[Dataset entries]
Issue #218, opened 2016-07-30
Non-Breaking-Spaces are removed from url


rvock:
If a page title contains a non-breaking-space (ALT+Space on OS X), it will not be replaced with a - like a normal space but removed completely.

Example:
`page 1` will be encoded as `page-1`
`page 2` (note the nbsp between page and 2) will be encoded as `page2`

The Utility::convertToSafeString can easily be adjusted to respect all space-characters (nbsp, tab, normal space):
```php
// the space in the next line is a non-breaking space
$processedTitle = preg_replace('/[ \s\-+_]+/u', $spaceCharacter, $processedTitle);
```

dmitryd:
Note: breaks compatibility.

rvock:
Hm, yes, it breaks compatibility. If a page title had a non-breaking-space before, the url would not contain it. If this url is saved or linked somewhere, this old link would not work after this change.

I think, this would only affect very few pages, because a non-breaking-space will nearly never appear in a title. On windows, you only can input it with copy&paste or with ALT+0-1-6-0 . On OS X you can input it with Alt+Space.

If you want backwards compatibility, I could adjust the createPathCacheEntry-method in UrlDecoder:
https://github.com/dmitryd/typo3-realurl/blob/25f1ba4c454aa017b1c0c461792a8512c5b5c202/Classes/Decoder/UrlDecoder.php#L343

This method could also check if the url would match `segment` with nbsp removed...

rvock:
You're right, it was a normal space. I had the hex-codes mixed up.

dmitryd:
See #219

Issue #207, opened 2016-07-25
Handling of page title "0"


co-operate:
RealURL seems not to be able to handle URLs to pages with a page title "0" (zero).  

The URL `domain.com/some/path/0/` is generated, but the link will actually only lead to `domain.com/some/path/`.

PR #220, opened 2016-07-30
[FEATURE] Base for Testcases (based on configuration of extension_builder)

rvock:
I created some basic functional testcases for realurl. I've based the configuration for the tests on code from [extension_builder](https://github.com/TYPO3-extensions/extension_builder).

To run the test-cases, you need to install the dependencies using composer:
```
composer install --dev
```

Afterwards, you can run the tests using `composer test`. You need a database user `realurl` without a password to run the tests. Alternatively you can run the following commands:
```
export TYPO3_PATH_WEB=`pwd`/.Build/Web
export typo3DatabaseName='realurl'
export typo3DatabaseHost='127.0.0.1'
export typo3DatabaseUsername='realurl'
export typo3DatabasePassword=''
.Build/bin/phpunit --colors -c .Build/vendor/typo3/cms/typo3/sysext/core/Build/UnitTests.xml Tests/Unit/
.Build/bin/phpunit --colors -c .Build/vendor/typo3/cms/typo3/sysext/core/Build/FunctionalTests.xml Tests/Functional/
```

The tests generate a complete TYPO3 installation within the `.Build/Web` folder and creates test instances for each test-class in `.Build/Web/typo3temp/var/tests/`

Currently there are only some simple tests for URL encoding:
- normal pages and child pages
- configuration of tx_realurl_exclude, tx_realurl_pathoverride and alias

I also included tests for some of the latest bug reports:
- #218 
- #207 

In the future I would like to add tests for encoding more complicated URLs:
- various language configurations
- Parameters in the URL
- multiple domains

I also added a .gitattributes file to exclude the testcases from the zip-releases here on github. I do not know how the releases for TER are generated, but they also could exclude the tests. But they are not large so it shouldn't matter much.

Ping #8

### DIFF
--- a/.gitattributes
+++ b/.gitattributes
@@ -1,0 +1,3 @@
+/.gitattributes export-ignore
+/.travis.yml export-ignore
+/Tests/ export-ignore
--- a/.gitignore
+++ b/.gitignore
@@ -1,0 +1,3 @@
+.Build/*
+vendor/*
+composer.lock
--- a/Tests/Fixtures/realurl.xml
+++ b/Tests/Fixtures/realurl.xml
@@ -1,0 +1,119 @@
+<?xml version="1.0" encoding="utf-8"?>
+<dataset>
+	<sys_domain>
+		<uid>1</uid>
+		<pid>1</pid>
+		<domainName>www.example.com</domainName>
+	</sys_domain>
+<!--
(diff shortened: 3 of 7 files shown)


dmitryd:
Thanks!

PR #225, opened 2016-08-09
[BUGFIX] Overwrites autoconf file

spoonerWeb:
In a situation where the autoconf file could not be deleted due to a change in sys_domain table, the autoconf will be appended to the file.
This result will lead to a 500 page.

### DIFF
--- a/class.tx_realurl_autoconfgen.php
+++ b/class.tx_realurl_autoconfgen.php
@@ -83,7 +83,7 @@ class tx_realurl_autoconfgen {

...

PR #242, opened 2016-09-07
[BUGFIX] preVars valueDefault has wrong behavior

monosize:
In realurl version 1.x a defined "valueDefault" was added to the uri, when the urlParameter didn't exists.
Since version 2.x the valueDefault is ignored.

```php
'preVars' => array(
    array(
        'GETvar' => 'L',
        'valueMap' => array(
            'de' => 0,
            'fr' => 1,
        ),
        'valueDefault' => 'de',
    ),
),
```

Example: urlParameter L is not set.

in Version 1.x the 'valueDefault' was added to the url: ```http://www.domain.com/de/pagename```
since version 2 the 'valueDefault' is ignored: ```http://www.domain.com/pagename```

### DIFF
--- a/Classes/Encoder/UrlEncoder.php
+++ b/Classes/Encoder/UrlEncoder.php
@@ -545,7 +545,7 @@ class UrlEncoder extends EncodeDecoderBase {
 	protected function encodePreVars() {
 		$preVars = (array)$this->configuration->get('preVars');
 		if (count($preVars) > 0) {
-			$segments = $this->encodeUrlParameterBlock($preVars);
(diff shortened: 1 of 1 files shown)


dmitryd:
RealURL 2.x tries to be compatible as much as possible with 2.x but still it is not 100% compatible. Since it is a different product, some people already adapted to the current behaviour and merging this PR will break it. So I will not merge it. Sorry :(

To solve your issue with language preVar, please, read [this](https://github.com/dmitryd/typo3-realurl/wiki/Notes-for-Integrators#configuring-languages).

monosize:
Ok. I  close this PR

## What you should do
In the entries above, find each line with the word "will" and return it.

## Task output
If a page title contains a non-breaking-space (ALT+Space on OS X), it will not be replaced with a - like a normal space but removed completely.
`page 1` will be encoded as `page-1`
`page 2` (note the nbsp between page and 2) will be encoded as `page2`
I think, this would only affect very few pages, because a non-breaking-space will nearly never appear in a title. On windows, you only can input it with copy&paste or with ALT+0-1-6-0 . On OS X you can input it with Alt+Space.
The URL `domain.com/some/path/0/` is generated, but the link will actually only lead to `domain.com/some/path/`.
In a situation where the autoconf file could not be deleted due to a change in sys_domain table, the autoconf will be appended to the file.
This result will lead to a 500 page.
RealURL 2.x tries to be compatible as much as possible with 2.x but still it is not 100% compatible. Since it is a different product, some people already adapted to the current behaviour and merging this PR will break it. So I will not merge it. Sorry :(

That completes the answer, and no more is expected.